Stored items
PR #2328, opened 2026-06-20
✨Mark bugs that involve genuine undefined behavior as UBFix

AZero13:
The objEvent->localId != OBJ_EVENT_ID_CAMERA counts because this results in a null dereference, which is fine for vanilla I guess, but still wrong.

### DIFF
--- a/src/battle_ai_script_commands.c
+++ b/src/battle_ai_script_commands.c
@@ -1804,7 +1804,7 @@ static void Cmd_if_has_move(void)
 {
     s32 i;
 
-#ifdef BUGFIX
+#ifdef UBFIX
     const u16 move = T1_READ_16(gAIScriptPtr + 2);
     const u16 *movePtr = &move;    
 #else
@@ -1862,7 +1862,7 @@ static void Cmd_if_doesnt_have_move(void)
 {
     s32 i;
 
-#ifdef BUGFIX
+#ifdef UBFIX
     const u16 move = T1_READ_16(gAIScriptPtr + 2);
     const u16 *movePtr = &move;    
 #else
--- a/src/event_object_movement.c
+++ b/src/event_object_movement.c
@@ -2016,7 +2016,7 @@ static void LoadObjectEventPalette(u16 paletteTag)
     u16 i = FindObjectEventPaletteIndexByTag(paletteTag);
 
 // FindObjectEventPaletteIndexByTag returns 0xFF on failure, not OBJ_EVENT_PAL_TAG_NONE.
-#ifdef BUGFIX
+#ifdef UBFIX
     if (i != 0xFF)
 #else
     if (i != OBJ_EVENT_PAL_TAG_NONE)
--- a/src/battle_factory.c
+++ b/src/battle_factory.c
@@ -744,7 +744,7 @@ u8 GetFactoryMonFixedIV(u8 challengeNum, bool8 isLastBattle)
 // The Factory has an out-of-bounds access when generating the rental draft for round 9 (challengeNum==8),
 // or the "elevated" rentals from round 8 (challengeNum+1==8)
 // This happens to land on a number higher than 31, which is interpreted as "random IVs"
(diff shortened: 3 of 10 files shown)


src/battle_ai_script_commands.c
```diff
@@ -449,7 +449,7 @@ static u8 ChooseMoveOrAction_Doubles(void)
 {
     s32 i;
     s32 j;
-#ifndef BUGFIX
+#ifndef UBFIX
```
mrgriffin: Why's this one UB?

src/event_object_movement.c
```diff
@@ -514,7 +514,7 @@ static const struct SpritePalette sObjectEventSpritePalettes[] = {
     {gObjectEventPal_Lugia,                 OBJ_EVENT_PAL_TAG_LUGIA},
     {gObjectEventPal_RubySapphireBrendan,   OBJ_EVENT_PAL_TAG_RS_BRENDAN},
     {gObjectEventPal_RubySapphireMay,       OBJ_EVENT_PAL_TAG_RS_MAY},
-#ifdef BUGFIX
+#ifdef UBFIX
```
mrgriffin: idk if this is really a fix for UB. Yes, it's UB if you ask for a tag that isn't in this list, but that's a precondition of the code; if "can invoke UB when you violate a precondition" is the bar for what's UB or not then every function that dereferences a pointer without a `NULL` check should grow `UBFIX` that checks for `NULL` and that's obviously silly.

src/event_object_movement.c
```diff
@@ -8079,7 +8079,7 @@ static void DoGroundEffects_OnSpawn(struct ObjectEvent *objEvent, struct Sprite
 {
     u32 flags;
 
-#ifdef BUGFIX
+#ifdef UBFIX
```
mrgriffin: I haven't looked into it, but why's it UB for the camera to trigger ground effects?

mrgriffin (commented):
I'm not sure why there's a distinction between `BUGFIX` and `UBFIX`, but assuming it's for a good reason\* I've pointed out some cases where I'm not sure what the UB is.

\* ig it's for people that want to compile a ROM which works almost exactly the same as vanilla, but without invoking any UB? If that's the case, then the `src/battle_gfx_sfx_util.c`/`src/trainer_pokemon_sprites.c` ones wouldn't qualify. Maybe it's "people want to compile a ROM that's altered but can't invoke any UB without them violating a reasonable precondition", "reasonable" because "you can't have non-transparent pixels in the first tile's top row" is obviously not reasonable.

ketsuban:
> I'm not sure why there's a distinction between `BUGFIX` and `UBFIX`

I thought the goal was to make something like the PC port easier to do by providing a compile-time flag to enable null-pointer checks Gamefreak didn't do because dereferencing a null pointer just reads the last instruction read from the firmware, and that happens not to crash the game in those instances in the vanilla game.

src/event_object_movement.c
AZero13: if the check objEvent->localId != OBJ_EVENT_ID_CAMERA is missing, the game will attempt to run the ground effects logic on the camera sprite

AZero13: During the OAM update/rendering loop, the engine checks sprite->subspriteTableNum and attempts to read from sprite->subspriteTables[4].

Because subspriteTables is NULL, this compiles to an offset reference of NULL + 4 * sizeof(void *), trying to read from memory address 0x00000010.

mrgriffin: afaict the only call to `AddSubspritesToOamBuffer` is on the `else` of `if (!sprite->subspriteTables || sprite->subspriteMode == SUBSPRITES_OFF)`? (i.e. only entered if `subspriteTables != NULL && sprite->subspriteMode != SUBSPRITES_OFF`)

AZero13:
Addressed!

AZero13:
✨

--

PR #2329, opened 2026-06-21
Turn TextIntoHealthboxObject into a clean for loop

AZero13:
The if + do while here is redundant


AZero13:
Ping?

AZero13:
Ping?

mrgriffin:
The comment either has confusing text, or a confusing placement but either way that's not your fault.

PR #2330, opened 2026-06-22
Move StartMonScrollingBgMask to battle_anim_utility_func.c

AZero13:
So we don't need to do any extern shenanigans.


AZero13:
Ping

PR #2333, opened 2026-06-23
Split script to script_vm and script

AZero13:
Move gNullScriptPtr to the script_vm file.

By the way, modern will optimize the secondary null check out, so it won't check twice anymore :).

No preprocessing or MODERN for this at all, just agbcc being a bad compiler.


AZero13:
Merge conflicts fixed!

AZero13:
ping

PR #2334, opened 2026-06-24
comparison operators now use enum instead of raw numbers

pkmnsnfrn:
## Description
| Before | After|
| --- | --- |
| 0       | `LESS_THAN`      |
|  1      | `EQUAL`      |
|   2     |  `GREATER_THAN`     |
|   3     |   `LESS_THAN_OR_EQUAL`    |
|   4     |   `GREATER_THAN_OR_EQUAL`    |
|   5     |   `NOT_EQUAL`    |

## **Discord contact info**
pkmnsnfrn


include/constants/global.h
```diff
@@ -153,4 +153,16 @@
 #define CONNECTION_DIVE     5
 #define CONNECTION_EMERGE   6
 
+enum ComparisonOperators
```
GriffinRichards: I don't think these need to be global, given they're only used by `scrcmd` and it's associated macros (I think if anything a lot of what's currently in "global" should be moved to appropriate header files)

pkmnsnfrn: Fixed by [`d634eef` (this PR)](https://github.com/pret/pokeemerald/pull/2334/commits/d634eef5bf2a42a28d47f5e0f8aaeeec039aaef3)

- **Description of the task**:
Determine the number of lines in the data that contain "static" as a word or string, and state only that number.

- **Exercise result**:
6